En évoquant la quatrième vague ainsi que la « présence marquée » du variant Delta, qui représente actuellement plus de la moitié des cas d’infection, le ministère de la Santé et des Services sociaux (MSSS) a estimé, mercredi, qu’il serait « plus prudent » de reporter le retour progressif au bureau.

De plus, au cours des trois dernières vagues, une grande partie des éclosions sont survenues dans les milieux de travail. Puisque les prochaines semaines seront marquées par la rentrée scolaire et une augmentation des contacts, mieux vaut que les employeurs jouent de prudence, selon la Santé publique.

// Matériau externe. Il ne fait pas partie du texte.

PR #1976, opened 2026-01-08
fix: EmptyState would not translate, returning base non translated doctype name

mrtsvr-techloop:
### Summary
When a page has no content it creates the message : No {0} (no courses, no batches, . . . )
The script is returning the doctype name without appropriate translation.

### Issue
in the page EmptyState, the props.type isn't being translated, resulting in an inconsistent phrase translation.

### Solution
Adding a translator function in the Vue page that has the job of translating the props.type.

### Before:
image

### After:
image


mrtsvr-techloop:
Issue created: #1977

pateljannat:
Its not a bug. A translation should exist for No courses as a string for this to work

PR #1997, opened 2026-01-15
fix(lesson): ensure markdown text is displayed when pasted

raizasafeel:
In content field in lessons, markdown text (from sources like StackEdit or MS Word) were pasted as empty lines, now they are pasted properly.

Behavior before:
before-fix-markdown

Behavior after fix:
after_fix


pateljannat:
@raizasafeel on pasting the heading should render like a heading. It should be converted to a heading block.

raizasafeel:
@pateljannat All of the supported styling is done on paste from markdown resources now.

PR #2012, opened 2026-01-21
fix(chapter): recalculate indices on deletion to prevent duplicate index errors

raizasafeel:
### Summary
- This PR fixes an issue where deleting a chapter created a gap in the index sequence, causing subsequent chapter creations to assign duplicate indices.

### Problem
- If chapters were indexed 1, 2, 3, 4 and Chapter 3 was deleted, the remaining ones were 1, 2, 4.
- When a user tries to add a new chapter, the new index becomes 4. So now the indices would be 1, 2, 4, 4. This causes collision.
- This duplicate index causes routing errors (in URL), breaking the course navigation.


raizasafeel:
Will add test for this after confirming the structure of tests in course deletion

PR #2030, opened 2026-01-28
Added Czech translations

limosek:
Added Czech translations for lms.


pateljannat:
Please add translations via https://crowdin.com/project/frappe

limosek:
Sorry but that web interface is not intuitive and I already have .po file. 
I tried to find how to import .po file and did not find solution. I will not edit it line by line via this web. 
Is there a way how to import it?

PR #2103, opened 2026-02-20
fix(security): remove ignore_xss_filter to enable HTML sanitization

raizasafeel:
## Summary
- Removed `ignore_xss_filter: 1` from the `body` field in Course Lesson doctype
- Enables Frappe's built-in `nh3` HTML sanitizer to protect against XSS attacks
- Affects legacy lessons which used `body` field (modern lessons use the `content` instead of `body`)

### DIFF
--- a/lms/lms/doctype/course_lesson/course_lesson.json
+++ b/lms/lms/doctype/course_lesson/course_lesson.json
@@ -160,7 +160,7 @@
  ],
  "index_web_pages_for_search": 1,
  "links": [],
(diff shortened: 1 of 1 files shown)


pateljannat:
@raizasafeel, you have changed the JSON manually, it seems. Make the change through the desk view so that the modified timestamp changes too. Migration only updates the doctypes based on modified timestamp changes

raizasafeel:
Oh yes, sorry about that! I forgot about it and ended up picking only this line with `git add -p`. It's fixed now.

PR #2107, opened 2026-02-22
fix: disabled save button on no updates

### LINKED ISSUE #2106: Save button always enabled in course settings page
**Describe the bug**
The save button on the course settings page is always enabled even though there is no change. This leads to unnecessary api calls. 

**To Reproduce**
1. Go to 'Course page'
2. Click on 'Settings Tab'
3. Don't change anything in the settings. 
4. Click 'Save' &  Observe the network tab. 

**Expected behavior**
The Save button should be enabled only when there is any change in the settings. 

**Screenshots**

Image

 - OS: Windows
 - Browser: Chrome

jagadish-7:
Fixes #2106 

**Before**
The save button always enabled even there is no change in the form. This was leading to unnecessary API calls. 

**After**
The save button only enabled when there are updates in the form. 
https://www.loom.com/share/dd4a15aff3c94813b87904bf96c35920

### DIFF
--- a/frontend/src/pages/Courses/CourseDetail.vue
+++ b/frontend/src/pages/Courses/CourseDetail.vue
@@ -13,7 +13,7 @@
 						<Trash2 class="w-4 h-4 stroke-1.5" />
 					</template>
 				</Button>
-				<Button variant="solid" @click="childRef.submitCourse()">
+				<Button :disabled="!childRef?.isDirty" variant="solid" @click="childRef.submitCourse()">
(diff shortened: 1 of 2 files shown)


pateljannat:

La situation sera réévaluée en octobre. Pour les 60  000 employés de la fonction publique, la date du 7 septembre a été reportée au 4 octobre. Dans le milieu des affaires, qui estime qu’une partie de la relance des centres urbains passe par un retour des travailleurs dans les tours de bureaux, la recommandation de la Santé publique a suscité de la confusion.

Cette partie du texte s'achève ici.